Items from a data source
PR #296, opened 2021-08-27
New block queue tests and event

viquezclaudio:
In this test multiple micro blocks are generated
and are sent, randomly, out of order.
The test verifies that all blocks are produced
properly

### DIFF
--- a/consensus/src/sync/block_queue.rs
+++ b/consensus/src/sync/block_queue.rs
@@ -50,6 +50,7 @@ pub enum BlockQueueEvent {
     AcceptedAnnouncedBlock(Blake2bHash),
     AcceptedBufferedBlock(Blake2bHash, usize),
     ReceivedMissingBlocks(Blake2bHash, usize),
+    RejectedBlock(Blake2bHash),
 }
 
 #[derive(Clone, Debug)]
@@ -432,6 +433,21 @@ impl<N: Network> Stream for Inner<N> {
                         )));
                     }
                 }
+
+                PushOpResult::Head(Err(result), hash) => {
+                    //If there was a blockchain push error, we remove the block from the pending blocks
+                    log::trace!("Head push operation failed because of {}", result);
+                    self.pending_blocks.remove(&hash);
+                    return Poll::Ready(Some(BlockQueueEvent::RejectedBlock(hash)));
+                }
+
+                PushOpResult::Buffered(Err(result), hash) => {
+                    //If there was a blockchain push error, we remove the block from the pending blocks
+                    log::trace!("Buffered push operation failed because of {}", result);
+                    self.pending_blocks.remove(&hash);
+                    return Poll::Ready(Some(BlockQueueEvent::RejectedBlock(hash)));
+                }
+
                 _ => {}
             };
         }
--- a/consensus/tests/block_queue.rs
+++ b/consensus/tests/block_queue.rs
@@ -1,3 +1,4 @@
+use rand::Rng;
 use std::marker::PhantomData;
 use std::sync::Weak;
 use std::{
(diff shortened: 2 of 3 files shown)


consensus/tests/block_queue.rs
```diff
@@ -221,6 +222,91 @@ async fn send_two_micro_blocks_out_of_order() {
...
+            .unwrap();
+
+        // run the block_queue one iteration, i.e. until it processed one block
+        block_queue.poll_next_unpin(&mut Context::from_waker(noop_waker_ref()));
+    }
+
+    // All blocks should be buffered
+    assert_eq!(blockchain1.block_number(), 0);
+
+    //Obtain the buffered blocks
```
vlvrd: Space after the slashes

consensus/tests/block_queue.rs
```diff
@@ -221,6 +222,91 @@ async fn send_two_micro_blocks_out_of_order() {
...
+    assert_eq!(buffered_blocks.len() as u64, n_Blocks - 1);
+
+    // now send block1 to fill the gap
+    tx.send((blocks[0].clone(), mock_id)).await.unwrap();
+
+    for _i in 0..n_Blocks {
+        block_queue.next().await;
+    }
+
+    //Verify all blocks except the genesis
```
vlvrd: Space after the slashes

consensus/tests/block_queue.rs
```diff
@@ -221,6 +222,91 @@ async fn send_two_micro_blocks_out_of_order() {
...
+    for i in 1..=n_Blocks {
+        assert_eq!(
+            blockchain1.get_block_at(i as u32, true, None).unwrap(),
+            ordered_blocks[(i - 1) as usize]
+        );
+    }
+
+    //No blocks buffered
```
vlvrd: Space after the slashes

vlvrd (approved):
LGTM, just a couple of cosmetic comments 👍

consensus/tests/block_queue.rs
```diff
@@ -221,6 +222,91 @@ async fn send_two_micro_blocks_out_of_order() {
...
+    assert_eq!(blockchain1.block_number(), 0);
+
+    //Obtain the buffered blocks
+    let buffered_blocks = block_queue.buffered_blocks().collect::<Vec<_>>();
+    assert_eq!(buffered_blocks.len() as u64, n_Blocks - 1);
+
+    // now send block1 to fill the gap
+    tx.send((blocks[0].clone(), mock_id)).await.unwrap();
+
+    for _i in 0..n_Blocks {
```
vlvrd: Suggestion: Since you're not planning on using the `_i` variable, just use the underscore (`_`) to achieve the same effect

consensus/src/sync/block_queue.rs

▶ WHAT YOU NEED TO DO
Each line above must be returned exactly as written.

▶ RESULT
PR #296, opened 2021-08-27
New block queue tests and event

viquezclaudio:
In this test multiple micro blocks are generated
and are sent, randomly, out of order.
The test verifies that all blocks are produced
properly

### DIFF
--- a/consensus/src/sync/block_queue.rs
+++ b/consensus/src/sync/block_queue.rs
@@ -50,6 +50,7 @@ pub enum BlockQueueEvent {
     AcceptedAnnouncedBlock(Blake2bHash),
     AcceptedBufferedBlock(Blake2bHash, usize),
     ReceivedMissingBlocks(Blake2bHash, usize),
+    RejectedBlock(Blake2bHash),
 }
 
 #[derive(Clone, Debug)]
@@ -432,6 +433,21 @@ impl<N: Network> Stream for Inner<N> {
                         )));
                     }
                 }
+
+                PushOpResult::Head(Err(result), hash) => {
+                    //If there was a blockchain push error, we remove the block from the pending blocks
+                    log::trace!("Head push operation failed because of {}", result);
+                    self.pending_blocks.remove(&hash);
+                    return Poll::Ready(Some(BlockQueueEvent::RejectedBlock(hash)));
+                }
+
+                PushOpResult::Buffered(Err(result), hash) => {
+                    //If there was a blockchain push error, we remove the block from the pending blocks
+                    log::trace!("Buffered push operation failed because of {}", result);
+                    self.pending_blocks.remove(&hash);
+                    return Poll::Ready(Some(BlockQueueEvent::RejectedBlock(hash)));
+                }
+
                 _ => {}
             };
         }
--- a/consensus/tests/block_queue.rs
+++ b/consensus/tests/block_queue.rs
@@ -1,3 +1,4 @@
+use rand::Rng;
 use std::marker::PhantomData;
 use std::sync::Weak;
 use std::{
(diff shortened: 2 of 3 files shown)


consensus/tests/block_queue.rs
```diff
@@ -221,6 +222,91 @@ async fn send_two_micro_blocks_out_of_order() {
...
+            .unwrap();
+
+        // run the block_queue one iteration, i.e. until it processed one block
+        block_queue.poll_next_unpin(&mut Context::from_waker(noop_waker_ref()));
+    }
+
+    // All blocks should be buffered
+    assert_eq!(blockchain1.block_number(), 0);
+
+    //Obtain the buffered blocks
```
vlvrd: Space after the slashes

consensus/tests/block_queue.rs
```diff
@@ -221,6 +222,91 @@ async fn send_two_micro_blocks_out_of_order() {
...
+    assert_eq!(buffered_blocks.len() as u64, n_Blocks - 1);
+
+    // now send block1 to fill the gap
+    tx.send((blocks[0].clone(), mock_id)).await.unwrap();
+
+    for _i in 0..n_Blocks {
+        block_queue.next().await;
+    }
+
+    //Verify all blocks except the genesis
```
vlvrd: Space after the slashes

consensus/tests/block_queue.rs
```diff
@@ -221,6 +222,91 @@ async fn send_two_micro_blocks_out_of_order() {
...
+    for i in 1..=n_Blocks {
+        assert_eq!(
+            blockchain1.get_block_at(i as u32, true, None).unwrap(),
+            ordered_blocks[(i - 1) as usize]
+        );
+    }
+
+    //No blocks buffered
```
vlvrd: Space after the slashes

vlvrd (approved):
LGTM, just a couple of cosmetic comments 👍

consensus/tests/block_queue.rs
```diff
@@ -221,6 +222,91 @@ async fn send_two_micro_blocks_out_of_order() {
...
+    assert_eq!(blockchain1.block_number(), 0);
+
+    //Obtain the buffered blocks
+    let buffered_blocks = block_queue.buffered_blocks().collect::<Vec<_>>();
+    assert_eq!(buffered_blocks.len() as u64, n_Blocks - 1);
+
+    // now send block1 to fill the gap
+    tx.send((blocks[0].clone(), mock_id)).await.unwrap();
+
+    for _i in 0..n_Blocks {
```
vlvrd: Suggestion: Since you're not planning on using the `_i` variable, just use the underscore (`_`) to achieve the same effect

consensus/src/sync/block_queue.rs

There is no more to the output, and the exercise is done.